PROBLEM REQUIREMENTS:
Only a number is expected here: the count of lines in this data where "python" occurs.

EXTRACTED INFORMATION:
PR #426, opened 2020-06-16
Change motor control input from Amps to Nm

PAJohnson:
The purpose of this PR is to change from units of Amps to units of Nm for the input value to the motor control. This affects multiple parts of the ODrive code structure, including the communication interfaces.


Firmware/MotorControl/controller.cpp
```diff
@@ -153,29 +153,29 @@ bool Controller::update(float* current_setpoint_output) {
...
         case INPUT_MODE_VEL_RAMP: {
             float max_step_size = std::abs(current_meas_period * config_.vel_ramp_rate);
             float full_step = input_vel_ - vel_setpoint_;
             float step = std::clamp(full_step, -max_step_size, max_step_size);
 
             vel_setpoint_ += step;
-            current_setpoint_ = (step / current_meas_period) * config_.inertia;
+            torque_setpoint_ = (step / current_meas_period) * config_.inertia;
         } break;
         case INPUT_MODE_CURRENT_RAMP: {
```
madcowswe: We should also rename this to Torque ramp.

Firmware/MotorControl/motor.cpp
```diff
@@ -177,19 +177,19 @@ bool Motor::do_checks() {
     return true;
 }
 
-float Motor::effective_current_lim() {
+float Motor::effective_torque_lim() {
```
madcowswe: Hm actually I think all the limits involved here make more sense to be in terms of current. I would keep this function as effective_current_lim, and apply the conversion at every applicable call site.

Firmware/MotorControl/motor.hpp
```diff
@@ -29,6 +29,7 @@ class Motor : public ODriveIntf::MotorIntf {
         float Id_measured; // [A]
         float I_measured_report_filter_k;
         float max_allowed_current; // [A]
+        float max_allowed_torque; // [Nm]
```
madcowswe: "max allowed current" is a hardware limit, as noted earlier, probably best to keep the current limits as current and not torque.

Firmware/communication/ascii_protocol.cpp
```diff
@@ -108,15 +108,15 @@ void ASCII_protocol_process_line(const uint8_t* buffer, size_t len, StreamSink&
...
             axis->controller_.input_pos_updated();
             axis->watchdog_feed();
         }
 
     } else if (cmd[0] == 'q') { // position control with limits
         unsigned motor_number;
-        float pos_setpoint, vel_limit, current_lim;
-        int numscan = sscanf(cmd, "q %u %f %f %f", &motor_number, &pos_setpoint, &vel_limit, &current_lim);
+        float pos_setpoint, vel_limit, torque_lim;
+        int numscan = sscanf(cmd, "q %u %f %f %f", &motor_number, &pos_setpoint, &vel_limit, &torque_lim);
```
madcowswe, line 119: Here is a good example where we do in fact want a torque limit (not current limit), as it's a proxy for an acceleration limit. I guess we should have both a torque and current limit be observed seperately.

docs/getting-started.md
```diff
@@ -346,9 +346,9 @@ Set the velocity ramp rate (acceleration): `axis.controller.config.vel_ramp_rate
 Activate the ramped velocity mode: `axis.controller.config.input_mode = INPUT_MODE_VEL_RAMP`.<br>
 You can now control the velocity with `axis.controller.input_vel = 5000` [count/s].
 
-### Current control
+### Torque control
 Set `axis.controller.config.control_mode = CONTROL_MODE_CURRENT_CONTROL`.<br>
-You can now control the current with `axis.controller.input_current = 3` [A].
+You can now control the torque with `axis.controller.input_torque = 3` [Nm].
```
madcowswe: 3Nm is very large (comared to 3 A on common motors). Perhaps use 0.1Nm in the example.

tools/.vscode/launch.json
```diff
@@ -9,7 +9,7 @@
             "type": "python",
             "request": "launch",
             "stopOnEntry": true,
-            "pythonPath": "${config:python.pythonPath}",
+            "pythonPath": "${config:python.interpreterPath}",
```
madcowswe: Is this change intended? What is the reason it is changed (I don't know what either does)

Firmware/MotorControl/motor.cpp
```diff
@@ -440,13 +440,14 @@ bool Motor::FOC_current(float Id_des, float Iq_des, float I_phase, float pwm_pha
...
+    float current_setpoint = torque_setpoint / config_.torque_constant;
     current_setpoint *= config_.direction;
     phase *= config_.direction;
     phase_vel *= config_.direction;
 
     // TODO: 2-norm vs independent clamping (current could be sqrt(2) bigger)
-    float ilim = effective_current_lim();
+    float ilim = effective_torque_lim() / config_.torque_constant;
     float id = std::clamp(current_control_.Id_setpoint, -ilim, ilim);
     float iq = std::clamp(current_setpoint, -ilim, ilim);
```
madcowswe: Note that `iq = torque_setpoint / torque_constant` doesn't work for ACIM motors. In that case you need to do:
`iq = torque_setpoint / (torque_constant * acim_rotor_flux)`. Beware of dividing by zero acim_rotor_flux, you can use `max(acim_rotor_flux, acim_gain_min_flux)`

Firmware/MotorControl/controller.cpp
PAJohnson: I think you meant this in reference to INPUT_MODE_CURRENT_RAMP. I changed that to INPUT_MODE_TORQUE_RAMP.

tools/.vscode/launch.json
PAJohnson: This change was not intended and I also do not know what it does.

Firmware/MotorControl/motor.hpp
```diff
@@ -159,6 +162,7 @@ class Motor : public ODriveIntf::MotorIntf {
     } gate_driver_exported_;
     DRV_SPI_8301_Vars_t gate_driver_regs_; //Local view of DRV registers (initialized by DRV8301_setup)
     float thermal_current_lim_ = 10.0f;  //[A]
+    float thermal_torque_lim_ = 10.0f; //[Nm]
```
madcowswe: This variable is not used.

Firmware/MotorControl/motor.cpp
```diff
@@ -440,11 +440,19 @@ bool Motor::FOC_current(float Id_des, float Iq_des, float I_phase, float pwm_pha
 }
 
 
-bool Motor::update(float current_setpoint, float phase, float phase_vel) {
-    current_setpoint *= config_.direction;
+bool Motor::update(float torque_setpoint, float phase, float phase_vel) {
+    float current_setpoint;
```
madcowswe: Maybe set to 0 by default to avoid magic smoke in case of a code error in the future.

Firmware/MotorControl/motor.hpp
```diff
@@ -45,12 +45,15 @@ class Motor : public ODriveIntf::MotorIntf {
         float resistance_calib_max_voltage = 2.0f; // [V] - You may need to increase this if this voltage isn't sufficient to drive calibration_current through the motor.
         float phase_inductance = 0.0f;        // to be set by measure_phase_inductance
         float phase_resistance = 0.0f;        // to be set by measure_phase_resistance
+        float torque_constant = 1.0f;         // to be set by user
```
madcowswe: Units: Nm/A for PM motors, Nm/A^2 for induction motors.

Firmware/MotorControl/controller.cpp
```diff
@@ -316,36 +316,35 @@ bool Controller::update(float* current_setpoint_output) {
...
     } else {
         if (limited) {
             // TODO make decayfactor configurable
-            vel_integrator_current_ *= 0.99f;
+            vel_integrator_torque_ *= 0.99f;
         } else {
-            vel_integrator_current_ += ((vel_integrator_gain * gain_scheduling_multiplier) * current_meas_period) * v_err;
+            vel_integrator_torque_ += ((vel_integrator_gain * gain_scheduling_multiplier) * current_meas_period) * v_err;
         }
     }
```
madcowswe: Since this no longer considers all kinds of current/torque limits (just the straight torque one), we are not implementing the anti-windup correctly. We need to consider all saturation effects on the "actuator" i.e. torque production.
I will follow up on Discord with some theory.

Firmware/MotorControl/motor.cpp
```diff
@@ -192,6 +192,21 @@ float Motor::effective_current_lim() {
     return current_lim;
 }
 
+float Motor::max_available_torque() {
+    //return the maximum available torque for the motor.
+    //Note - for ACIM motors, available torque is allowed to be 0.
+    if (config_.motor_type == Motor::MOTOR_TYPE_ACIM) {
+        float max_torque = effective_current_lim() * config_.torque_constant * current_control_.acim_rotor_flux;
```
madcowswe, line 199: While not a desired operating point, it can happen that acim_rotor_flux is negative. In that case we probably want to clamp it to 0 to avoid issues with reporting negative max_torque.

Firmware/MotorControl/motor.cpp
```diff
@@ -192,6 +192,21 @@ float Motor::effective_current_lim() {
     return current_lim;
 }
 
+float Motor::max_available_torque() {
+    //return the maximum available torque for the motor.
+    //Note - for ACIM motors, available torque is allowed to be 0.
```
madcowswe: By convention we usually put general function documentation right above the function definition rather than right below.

WRITTEN SOLUTION:
3